[ovs-dev] [PATCH v2 ovn 2/3] Forwarding group to load balance l2 traffic with liveness detection

Numan Siddique numans at ovn.org
Mon Jan 20 15:34:50 UTC 2020


On Mon, Jan 20, 2020 at 8:16 PM Manoj Sharma <manoj.sharma at nutanix.com> wrote:
>
> Hi Numan,
>
> Please see my answers inline.
>
> From: Numan Siddique <numans at ovn.org>
> Date: Thursday, January 16, 2020 at 7:53 AM
> To: Manoj Sharma <manoj.sharma at nutanix.com>
> Cc: "ovs-dev at openvswitch.org" <ovs-dev at openvswitch.org>
> Subject: Re: [ovs-dev] [PATCH v2 ovn 2/3] Forwarding group to load balance l2 traffic with liveness detection
>
>
>
> On Sat, Jan 11, 2020 at 6:11 AM Manoj Sharma <manoj.sharma at nutanix.com<mailto:manoj.sharma at nutanix.com>> wrote:
> Add forwarding group support for a logical switch. It will add a new OVN
> action "fwd_group" with a virtual IP and virtual MAC. Any number of logical
> switch ports of this switch can be added to this forwarding group.

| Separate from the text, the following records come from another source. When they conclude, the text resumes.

PR #837, opened 2021-01-22
Introduce covid data webview

johnschoeman:
Why:
We would like to support webviews for covid data dashboards.

This commit:
Introduces a new optional feature, CovidDataWebView, when enabled an
provided a webivew url it will render a 'CovidData' button which will
navigate the user to a screen with the webview.

Kapture 2021-01-22 at 13 00 30


artgibson (approved):
lgtm

PR #838, opened 2021-01-27
(iOS) Remove wildcard domain from app domains

mattThousand:
#### Why:

The wildcard app domain doesn’t add anything, and could cause unintended consequences

#### This commit:

Removes wildcard domain from app domains


artgibson (approved):
lgtm. ran 2 test builds with sucess.

johnschoeman (approved):
TY!

PR #840, opened 2021-01-28
Url building

stefanoschrs:
#### Why:
- There is a missing space after the `Terms of Use` description, resulting the link to be stuck on it.
- The url building in `fetchCustomCopy` (and I believe this should be applied in all the places) needs some improvement to ignore/ add trailing slash. In the `example.env.bt` the `REMOTE_CONTENT_URL` is without trailing slash so when you append `content/v1/copy.json` on it, it results in a bad url.


johnschoeman (approved):
Nice catch, looks good to me.

PR #842, opened 2021-01-28
GAEN-656 Create notification channel for background notifications

juancruzgs:
#### Why:

We have multiple user requests for a way to silence the periodic “checking for exposures” message. The current configuration respects the normal notification silencing setting on phones, but people want a separate way to silence just the COVIDaware MN “checking for exposures” notification (independent from an actual “exposure notification” and the overall phone settings).

#### This commit:

Creates a new notification channel (Exposure Check) that gives the user the option to disable "Checking exposures..." notifications when the background job is running.

#### Screenshots:

device-2021-01-28-123812

#### How to test:

- Disable "Exposure Check" notifications from `Settings > Apps & notifications > App > App Info > Notifications `
- Tap on Check for exposures in the app
- Verify the notification is not shown

#### Linked issues:

https://pathcheck.atlassian.net/browse/GAEN-656


johnschoeman (approved):
LGTM

PR #843, opened 2021-01-28
Allow custom copy for how to get a code section

johnschoeman:
Why:
Currently the Verification Code More Info screens have three sections:
What is a verification code, How do I get a verification code, and what
happens when I submit a verification code. The first two sections allow
for customizable copy, we would like for the third section to also allow
for custom copy.

This commit:
Adds the copy for the VerificationCodeOnSubmitInfo to the custom copy
object and adds it to the More Info Screens.


artgibson (approved):
lgtm

PR #844, opened 2021-01-29
Handle 429 rate limit code

johnschoeman:
Why:
During the escrow verification code flow if the escrow server returns a
429 rate limit, we are only informing the user that 'something went
wrong'. We would like to explicitly let the user know they hit the rate
limit set by the server. Additionally we are treating 403's as rate
limits rather than 'Forbidden' as defined by the http status code spec.

This commit:
Adds the 429 code to the error handling flow and remaps a 403 to the
correct status.


artgibson (approved):
lgtm.

PR #847, opened 2021-02-02
Accessibility updates

mattThousand:
#### This commit: 
This commit adds a high contrast border around the `EN` card. After the update, the contrast between the white background and the border is > 4.5, as is the contrast between the black text and the card's background.
Screen Shot 2021-02-02 at 1 25 13 PM
Screen Shot 2021-02-02 at 1 24 24 PM


artgibson (approved):
lgtm

PR #849, opened 2021-02-09
Update code input form for accessibility.

mattThousand:
#### Why:
Contrast of the placeholder does not meet 4.5 to 1 minium

#### This commit:
This commit uses higher contrast colors for the `textinput` border and placeholder to bring it in line with `WCAG`

### Before
Simulator Screen Shot - iPhone 12 - 2021-02-09 at 15 14 03

### After
Simulator Screen Shot - iPhone 12 - 2021-02-09 at 15 15 40


artgibson (approved):
lgtm

PR #2, opened 2021-06-17
Add RFC0004 - Deferred block syntax

leonerd:


nwc10:
I've run out of time today to deal with this (and the other admin implications of having 3 actual RFCs here!) but summary is

1. yes, cool. thanks
2. status will be "Provisional", because *we think this idea is worth implementing (We have a firm idea of what we want to do)*

I hope that I have time tomorrow morning, but Sundays always turn strange. Otherwise Monday.

nwc10:
Rebased and merged as a fast-forward.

> If traffic has to be load balanced across these logical switch ports then
> traffic should be sent to forwarding group's virtual IP.
>
> If the logical switch ports correspond to tunnel interfaces and BFD
> can be enabled on these tunnel interfaces, then liveness can be enabled
> for the forwarding group so that if any of the tunnel is down then
> the corresponding logical switch port will not be selected during
> load balancing.
>
> Signed-off-by: Manoj Sharma <manoj.sharma at nutanix.com<mailto:manoj.sharma at nutanix.com>>
>
> Hi Manoj,
>
> As I mentioned in the earlier email, please add the detailed description in patch 0 to this patch.
>
> How about defining the action - fwd_group as - fwd_group(liveliness=true, childports=p1,p2,...) ?
>
> Normally in the OVN action, we use ";" for inner OpenFlow actions, but these are more like arguments
> to the action - fwd_group.
>
> Thank you for the suggestion. I am sending the new changes in v3.
>
> In your setup, you would manually set the child port's chassis yourself ?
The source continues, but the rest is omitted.